Numerous publications have detailed suboptimal hospital management of women in labor or newborns, variously reported as contributing to 10 to 75 percent of all perinatal deaths (Lawn and Darmstadt forthcoming). Thus, there is scope for improving outcomes and client satisfaction in virtually all settings. For example, in much of Sub-Saharan Africa, a significant proportion of women deliver in facilities that collect data that could be used to identify achievable improvements in care (box 27.4).
[Box 27.4]
Step 3: Phase the Systematic Scaling-Up of Newborn Care
Although some resource-poor countries have succeeded in building functional systems (box 27.5), the process, especially for clinical care, takes time. Professional care during childbirth and childhood illnesses is the ideal, but significant costs are involved in increasing the numbers of professionals and retaining them, especially in rural posts. Even maintaining current staff presents challenges, given low pay and high frustration. To markedly increase coverage requires new commitment now to a massive expansion in the number of midwives and to innovative approaches to retain staff, especially in hard-to-serve areas. Supply constraints must be systematically identified and targeted—notably, human resources, accessibility to facilities, financial barriers, and supply of commodities and drugs (Knippenberg and others 2005). Demand-side strategies are also important, including consideration of subsidies for preventive care or transport for emergency care.
[Box 27.5]
In the meantime, most neonatal deaths continue to occur in underserved and poor communities that will wait the longest for access to skilled care. Each year, 60 million women deliver without skilled care present. There is a moral imperative to reach those women now.
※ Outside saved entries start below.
PR #100, opened 2020-10-27
Add back #62 Add initial -rc support to the install.sh script.

Hyper-KVM:
This PR #62  was merged after starting the work on the unified build script.

Also add 5.10 RC to opt_ver case.

### DIFF
--- a/install.sh
+++ b/install.sh
@@ -27,6 +27,11 @@ source linux-tkg-config/prepare
 # Run init script that is also run in PKGBUILD, it will define some env vars that we will use
 _tkg_initscript
 
+if [[ "$_sub" = rc* ]]; then
+  # if an RC version, subver will always be 0
+  _kernel_subver=0
+fi
+
 case "$_basever" in
 	"54")
 	opt_ver="4.19-v5.4"
@@ -38,6 +43,9 @@ case "$_basever" in
 	opt_ver="5.8%2B"
 	;;
 	"59")
+	opt_ver="5.8%2B"
+	;;
+	"510")
 	opt_ver="5.8%2B"
 	;;
 esac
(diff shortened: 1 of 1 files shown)


Tk-Glitch:
Thank you! :frog: :heart:

AdelKS:
Super! I will start working on unifying all the linux git folders into one and just `git chekout` between shallow branches. @Tk-Glitch what do you think of actually using the git folder instead of tarballs for Arch's build script ?

Tk-Glitch:
I'm still against it as the default. I'd be okay with it as an optional path if it's not too invasive :frog: .

AdelKS:
I will try to think of it. I keep on suggesting this because the downside of the tarballs is disk usage for SSDs: the kernel is decompressed every time `makepkg` is run right ?

Tk-Glitch:
Yes I know :stuck_out_tongue: , but you can easily use a tmpfs to do that in RAM if you don't have a HDD or if you're worried about your SSD's lifespan. Makepkg has options for that. Of course if you don't have enough RAM for the task it's more involved :frog:

Tk-Glitch:
Screenshot_20201027_201856
By the way, here's the tmpfs usage for a fresh 5.10rc1 build. A 4GB RAM equipped system would do just fine here, while building faster than on SSD, and without the disk writes.

AdelKS:
I was about to actually ask you how much tmpfs is needed. 4GB that's little! I will set that up then. Does it have to be permanent, in the `fstab` ?

Tk-Glitch:
Systemd will create a default tmpfs in /tmp with a size of half your total RAM if it doesn't exist in fstab. You can override that by adding an entry to your fstab to set it to whatever size you want. If you fill up your RAM completely for some reason, swap will then be used.

See https://wiki.archlinux.org/index.php/Tmpfs

AdelKS:
Thanks for the information!

PR #102, opened 2020-10-27
Add custom LLVM compiler path support

Hyper-KVM:


Tk-Glitch:
:frog:

AdelKS:
@Hyper-KVM Were you able to use Google's LLVM LTO and PGO patches ?

Hyper-KVM:
> @Hyper-KVM Were you able to use Google's LLVM LTO and PGO patches ?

Feasible strategies to reduce NMRs exist (for example, efforts to improve family behaviors, tetanus toxoid immunization campaigns, and community-based management of acute respiratory infections) and have been demonstrated in poorly developed health care systems. Interim strategies are available, such as linking a group of traditional birth attendants with skilled attendants (Koblinsky, Campbell, and Heichelheim 1999) or medical assistants to perform cesarean sections. Policy conflicts between skilled and community approaches are not helpful. Both approaches are required. With phased program planning, community services can be used now while professional care is being strengthened. The community services can then promote demand for skilled care (Knippenberg and others 2005).
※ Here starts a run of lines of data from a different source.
PR #103, opened 2020-10-27
README.md: Add xbps-src (Void Linux) build optional configuration opt…

Hyper-KVM:
…ions customization.cfg and userpatches instructions.

### DIFF
--- a/README.md
+++ b/README.md
@@ -69,8 +69,11 @@ cd path/to/linux-tkg
 git clone -b tkg https://github.com/Hyper-KVM/void-packages/
 cd void-packages
 ./xbps-src binary-bootstrap
+# Optional: edit customization.cfg located in srcpkgs/linux-tkg/files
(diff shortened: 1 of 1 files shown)


AdelKS:
I think it is important to add a README.md at the root of this Git repository that explains what this repository is about. Because it's no written anywhere.

AdelKS:
Oh sorry I think I may have not explained myself properly. I meant that @Tk-Glitch or you in this PR for example, add a README.md at the root of this repository that explains what it's about. Since the idea is to switch to your changes only. Maybe add a short intro to what this repo is about in the README.md

Something like:

" linux-tkg is a script that downloads, patches and compiles the Linux Kernel from the official Linux Git sources, with extra patches that aim for better Desktop/gaming performance. 

The script has been designed so that it's easy for the user to chose which patches to use and also use his own patches: the file to edit for that matter is `customization.cfg`. More information is available on it."

Tk-Glitch:
Considering how different the Void path is, I can see this being useful.

PR #108, opened 2020-10-31
update Debian build dependencies in "install.sh"

termac:
Split Debian and Ubuntu build dependencies, as "kernel-package" is not
available, but also not needed in newer Debian releases.
Add some other dependencies dpkg-buildpackage was complaining about.
With these dependencies the tkg kernel builds in a freshly bootstrapped
Debian "Buster" container.


Tk-Glitch:
Thank you! :frog: :heart:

Step 4: Monitor Coverage and Measure Effect and Cost
In most high-mortality countries, NMRs are measured only intermittently (typically every five years through demographic and health surveys). Tracking of coverage indicators, and especially equity of coverage, is important for managing program decision making. Information is lacking, and the information that is available is often not used to improve care. Governments must be encouraged to report funding, coverage, and outcomes related to national plans for maternal, neonatal, and child survival. Donors should also be accountable for reporting funding flows and ensuring that commitments are kept (Martines and others 2005).